-- Opening Marker --
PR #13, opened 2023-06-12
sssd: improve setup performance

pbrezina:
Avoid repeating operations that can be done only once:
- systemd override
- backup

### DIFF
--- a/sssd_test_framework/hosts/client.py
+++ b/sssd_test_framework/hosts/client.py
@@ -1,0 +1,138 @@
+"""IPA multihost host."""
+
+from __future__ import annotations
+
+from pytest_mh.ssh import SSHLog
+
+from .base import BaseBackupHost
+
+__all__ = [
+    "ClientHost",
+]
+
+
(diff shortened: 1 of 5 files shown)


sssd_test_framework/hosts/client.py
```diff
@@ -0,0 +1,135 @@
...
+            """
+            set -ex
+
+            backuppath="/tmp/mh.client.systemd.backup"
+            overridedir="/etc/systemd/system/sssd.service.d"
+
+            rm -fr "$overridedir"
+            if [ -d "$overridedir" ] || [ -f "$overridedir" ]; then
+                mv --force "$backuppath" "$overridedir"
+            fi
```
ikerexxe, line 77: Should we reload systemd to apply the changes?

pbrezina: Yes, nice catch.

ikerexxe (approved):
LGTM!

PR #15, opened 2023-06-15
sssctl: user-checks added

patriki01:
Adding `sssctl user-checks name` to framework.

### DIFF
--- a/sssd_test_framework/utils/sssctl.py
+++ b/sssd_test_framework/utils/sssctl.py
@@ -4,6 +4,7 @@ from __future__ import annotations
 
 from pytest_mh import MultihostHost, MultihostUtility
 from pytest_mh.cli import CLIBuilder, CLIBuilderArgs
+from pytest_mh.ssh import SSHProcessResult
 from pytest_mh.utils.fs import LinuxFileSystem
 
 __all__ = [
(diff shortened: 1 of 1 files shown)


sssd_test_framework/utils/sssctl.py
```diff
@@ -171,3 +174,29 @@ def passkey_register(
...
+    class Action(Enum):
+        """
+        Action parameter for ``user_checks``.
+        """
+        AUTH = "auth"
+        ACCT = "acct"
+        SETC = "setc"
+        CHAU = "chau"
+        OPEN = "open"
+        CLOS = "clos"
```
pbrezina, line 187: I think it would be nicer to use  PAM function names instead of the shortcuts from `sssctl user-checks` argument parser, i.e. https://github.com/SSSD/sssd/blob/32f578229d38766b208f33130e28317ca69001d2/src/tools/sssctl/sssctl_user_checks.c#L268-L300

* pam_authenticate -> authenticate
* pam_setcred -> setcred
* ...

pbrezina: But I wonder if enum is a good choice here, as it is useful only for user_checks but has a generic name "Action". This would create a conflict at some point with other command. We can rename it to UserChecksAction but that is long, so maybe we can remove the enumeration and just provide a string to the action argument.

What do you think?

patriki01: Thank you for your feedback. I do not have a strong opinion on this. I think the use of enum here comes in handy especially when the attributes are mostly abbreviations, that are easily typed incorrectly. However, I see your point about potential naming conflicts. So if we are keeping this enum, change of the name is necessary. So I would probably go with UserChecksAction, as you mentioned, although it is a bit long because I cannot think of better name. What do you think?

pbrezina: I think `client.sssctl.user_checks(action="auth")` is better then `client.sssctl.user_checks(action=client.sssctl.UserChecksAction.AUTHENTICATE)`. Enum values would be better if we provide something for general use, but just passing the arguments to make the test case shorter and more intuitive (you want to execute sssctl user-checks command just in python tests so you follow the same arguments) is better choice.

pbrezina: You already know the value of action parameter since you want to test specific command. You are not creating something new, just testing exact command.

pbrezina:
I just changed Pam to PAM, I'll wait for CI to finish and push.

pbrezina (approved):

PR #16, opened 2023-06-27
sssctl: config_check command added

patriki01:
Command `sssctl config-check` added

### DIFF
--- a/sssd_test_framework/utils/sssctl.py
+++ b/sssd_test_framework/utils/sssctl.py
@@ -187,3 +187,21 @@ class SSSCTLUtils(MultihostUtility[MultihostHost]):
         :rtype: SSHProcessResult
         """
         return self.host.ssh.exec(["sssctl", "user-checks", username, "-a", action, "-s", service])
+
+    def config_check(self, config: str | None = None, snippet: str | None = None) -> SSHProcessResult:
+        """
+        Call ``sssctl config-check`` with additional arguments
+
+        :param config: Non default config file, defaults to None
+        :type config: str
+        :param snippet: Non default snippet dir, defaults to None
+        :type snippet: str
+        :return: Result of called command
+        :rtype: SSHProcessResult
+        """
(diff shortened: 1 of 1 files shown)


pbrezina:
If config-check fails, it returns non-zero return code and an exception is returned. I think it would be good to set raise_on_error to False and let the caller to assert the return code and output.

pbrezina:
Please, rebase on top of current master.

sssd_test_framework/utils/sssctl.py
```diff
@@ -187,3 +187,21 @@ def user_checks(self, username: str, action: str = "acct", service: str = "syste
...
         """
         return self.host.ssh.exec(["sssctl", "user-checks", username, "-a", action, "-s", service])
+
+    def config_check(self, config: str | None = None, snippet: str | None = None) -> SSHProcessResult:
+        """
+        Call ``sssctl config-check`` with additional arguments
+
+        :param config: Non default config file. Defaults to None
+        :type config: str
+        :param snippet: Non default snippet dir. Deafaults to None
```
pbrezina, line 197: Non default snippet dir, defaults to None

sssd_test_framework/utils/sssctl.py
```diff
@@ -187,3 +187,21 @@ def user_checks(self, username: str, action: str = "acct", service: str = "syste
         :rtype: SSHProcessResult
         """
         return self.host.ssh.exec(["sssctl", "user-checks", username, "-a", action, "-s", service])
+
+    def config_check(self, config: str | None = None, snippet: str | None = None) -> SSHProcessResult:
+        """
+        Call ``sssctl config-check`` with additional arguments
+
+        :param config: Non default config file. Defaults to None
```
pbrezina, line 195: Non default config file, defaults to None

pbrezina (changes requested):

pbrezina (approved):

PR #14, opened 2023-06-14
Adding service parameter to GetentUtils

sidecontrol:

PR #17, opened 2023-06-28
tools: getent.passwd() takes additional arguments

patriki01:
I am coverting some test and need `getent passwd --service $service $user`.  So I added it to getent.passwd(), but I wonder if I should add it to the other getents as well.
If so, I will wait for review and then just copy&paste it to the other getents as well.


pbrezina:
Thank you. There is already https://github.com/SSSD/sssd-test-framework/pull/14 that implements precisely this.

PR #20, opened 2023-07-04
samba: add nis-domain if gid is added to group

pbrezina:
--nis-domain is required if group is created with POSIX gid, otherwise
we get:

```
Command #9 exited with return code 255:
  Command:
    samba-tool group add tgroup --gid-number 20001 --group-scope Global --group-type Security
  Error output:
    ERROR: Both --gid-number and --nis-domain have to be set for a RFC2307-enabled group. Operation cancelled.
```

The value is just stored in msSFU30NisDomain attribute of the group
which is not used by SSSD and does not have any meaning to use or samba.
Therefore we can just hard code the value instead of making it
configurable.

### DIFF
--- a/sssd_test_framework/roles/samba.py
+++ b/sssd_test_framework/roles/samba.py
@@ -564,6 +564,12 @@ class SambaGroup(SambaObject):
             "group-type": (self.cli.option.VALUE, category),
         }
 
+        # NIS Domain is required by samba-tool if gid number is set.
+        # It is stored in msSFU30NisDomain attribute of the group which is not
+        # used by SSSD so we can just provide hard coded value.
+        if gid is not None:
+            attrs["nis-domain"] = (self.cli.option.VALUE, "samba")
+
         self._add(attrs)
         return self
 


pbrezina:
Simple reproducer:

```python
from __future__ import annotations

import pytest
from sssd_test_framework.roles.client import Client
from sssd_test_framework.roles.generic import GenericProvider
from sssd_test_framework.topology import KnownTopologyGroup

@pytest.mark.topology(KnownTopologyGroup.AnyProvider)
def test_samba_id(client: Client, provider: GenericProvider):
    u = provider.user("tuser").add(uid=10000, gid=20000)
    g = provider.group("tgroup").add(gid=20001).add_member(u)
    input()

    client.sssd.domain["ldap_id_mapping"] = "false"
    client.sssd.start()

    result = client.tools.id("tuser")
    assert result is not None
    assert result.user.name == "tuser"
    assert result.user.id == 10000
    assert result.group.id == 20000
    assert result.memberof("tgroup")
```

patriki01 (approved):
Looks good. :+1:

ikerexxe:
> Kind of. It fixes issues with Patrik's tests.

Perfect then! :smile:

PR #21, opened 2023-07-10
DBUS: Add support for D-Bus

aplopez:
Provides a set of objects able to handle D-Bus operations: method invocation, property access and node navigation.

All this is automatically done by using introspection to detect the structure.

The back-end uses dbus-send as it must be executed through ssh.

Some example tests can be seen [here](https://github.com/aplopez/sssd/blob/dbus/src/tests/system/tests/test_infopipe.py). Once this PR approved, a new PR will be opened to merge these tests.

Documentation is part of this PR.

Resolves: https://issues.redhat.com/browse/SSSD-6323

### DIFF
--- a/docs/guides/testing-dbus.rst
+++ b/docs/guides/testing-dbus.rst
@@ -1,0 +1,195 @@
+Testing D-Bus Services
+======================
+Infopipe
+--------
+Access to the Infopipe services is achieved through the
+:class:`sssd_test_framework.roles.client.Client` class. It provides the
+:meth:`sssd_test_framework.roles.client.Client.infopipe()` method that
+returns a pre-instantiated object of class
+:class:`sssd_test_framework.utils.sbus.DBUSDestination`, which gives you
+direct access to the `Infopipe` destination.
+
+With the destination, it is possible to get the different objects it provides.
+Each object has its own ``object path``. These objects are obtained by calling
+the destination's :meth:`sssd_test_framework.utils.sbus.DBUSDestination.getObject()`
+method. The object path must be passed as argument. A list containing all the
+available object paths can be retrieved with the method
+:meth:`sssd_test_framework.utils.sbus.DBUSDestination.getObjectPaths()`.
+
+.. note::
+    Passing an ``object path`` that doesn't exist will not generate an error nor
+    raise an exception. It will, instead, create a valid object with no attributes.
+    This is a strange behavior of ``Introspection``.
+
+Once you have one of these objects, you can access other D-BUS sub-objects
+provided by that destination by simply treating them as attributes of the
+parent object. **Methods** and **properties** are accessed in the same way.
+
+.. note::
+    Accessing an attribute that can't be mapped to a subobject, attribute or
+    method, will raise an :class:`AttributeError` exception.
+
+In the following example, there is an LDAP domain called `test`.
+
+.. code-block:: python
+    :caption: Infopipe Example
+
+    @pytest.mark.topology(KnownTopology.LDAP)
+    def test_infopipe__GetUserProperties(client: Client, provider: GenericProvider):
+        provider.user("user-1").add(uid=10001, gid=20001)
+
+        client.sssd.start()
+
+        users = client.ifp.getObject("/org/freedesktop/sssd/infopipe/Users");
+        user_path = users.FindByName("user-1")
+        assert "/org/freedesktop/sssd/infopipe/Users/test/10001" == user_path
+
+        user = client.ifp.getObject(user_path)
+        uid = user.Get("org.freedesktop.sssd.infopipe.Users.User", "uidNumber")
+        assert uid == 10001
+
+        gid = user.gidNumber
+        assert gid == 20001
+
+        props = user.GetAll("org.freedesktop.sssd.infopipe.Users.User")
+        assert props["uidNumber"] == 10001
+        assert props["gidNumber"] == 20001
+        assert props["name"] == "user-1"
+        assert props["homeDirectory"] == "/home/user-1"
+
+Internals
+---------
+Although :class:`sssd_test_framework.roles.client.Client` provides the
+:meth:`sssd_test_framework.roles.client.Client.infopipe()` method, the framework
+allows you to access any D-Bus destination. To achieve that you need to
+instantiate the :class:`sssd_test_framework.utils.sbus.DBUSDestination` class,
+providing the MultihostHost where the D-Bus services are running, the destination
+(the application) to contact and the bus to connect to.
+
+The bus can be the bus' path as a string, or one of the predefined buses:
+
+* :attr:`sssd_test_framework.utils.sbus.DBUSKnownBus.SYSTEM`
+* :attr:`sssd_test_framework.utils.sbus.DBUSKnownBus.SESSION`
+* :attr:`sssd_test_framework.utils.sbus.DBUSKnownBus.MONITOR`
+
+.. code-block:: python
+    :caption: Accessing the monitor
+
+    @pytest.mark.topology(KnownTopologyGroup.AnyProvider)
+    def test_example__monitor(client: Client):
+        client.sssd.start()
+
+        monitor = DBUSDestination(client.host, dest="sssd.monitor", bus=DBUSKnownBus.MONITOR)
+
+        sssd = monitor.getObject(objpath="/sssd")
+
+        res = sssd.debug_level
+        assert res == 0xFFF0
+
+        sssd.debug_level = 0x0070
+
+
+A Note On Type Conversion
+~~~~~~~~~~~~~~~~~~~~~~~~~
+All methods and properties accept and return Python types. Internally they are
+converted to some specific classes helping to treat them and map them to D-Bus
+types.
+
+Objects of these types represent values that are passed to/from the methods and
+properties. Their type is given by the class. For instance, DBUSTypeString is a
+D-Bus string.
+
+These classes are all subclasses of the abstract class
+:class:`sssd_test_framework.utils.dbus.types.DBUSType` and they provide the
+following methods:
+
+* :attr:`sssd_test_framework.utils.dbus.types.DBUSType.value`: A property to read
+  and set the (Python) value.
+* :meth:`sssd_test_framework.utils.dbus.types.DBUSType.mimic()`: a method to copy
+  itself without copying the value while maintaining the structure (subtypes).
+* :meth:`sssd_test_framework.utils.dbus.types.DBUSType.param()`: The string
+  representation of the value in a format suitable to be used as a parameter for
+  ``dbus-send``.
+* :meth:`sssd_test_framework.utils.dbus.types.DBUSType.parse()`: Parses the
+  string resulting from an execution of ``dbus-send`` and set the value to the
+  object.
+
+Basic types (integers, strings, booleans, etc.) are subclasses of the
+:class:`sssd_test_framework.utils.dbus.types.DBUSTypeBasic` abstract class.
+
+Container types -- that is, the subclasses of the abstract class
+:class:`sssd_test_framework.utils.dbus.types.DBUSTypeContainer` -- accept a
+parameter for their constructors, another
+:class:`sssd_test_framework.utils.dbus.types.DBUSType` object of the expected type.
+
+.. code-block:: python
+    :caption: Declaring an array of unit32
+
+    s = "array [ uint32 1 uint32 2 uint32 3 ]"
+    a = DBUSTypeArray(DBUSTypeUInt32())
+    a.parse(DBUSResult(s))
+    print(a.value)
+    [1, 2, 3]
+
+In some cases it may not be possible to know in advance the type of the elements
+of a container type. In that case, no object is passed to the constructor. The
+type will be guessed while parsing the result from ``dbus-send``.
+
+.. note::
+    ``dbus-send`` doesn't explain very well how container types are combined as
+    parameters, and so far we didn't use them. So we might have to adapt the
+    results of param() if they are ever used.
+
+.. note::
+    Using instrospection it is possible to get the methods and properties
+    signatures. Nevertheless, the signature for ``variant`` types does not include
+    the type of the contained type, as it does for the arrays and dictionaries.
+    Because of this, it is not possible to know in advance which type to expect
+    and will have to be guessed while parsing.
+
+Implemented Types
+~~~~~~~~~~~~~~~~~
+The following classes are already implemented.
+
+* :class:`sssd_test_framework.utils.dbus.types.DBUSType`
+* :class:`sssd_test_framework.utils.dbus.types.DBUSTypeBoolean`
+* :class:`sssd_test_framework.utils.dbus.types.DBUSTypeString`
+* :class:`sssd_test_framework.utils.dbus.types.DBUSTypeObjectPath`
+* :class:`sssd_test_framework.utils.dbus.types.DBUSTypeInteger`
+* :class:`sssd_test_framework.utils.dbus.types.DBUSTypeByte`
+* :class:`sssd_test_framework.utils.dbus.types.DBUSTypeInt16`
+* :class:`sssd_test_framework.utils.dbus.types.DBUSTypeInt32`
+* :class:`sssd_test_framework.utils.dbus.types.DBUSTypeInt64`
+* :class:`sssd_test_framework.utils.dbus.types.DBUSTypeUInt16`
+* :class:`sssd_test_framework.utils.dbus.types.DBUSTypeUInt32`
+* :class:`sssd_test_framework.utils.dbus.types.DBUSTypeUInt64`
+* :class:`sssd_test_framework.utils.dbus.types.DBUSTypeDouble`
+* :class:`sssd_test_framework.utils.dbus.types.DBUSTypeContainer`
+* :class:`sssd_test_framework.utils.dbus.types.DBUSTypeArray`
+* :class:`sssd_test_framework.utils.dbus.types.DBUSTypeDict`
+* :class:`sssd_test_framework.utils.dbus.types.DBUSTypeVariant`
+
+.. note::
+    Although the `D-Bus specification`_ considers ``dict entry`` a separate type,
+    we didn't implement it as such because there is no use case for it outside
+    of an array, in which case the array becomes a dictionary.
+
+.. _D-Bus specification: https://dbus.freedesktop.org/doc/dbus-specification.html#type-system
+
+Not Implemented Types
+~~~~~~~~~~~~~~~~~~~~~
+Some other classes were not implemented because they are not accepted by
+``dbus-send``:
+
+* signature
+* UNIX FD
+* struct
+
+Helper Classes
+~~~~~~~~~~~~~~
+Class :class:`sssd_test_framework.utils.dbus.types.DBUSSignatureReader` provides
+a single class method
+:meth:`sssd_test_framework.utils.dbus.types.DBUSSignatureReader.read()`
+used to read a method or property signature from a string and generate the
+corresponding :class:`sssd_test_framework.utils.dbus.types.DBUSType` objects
-- Closing Marker --
### EXERCISE INSTRUCTIONS:
What lines in the records contain the word "stored"? Return each one.

### FINAL ANSWER:
The value is just stored in msSFU30NisDomain attribute of the group
+        # It is stored in msSFU30NisDomain attribute of the group which is not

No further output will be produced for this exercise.